Nattika Nantachit, Panya Sunintaboon, Sukathida Ubol

Abstract

About half of the world's population are living in the endemic area of dengue viruses implying that a rapid-mass vaccination may be required. In addition, a major target of dengue vaccine are children, thus, a needle-free administration is more attractive. These problems may be overcome by the alternative route of vaccination such as topical, oral and intranasal vaccination. Here, we investigated the possibility to deliver a dengue immunogen intranasally, a painless route of vaccination. The tested immunogen was the domain III of dengue serotype-3 E protein (EDIII-D3) loaded into trimethyl chitosan nanoparticles (EDIII-D3 TMC NPs). The primary human nasal epithelial cells, HNEpCs, were used as an in vitro model for nasal responses.
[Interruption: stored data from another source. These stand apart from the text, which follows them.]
PR #600, opened 2016-09-14
Fixed issue commits pagination

ozielguimaraes:
The pagination always show the first 10 commits.


larshg:
It seems like this PR is broken? At least in only shows that a font is changed and I doubt that has something to do with pagination - @ozielguimaraes Can you find the original changes?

At tested concentrations, EDIII-D3 TMC NPs not only exerted no detectable toxicity toward HNEpC cultures but also efficiently delivered EDIII-D3 immunogens into HNEpCs. Moreover, HNEpCs quickly and strongly produced proinflammatory cytokines (IL-1β, IL-6, TNF-α), type-I IFN, the growth factors (GM-CSF, IL-7), the chemokines (MCP-1, MIP-1β, IL-8), Th1-related cytokines (IL-2, IL-12p70, IL-17, IFN-γ) and Th2-related cytokine (IL-4) in response to EDIII-D3 TMC NPs treatment. A potential mucosal delivery system for dengue immunogens was revealed and found to stimulate a strong local innate antiviral response which possibly leading to a systemic adaptive immunity.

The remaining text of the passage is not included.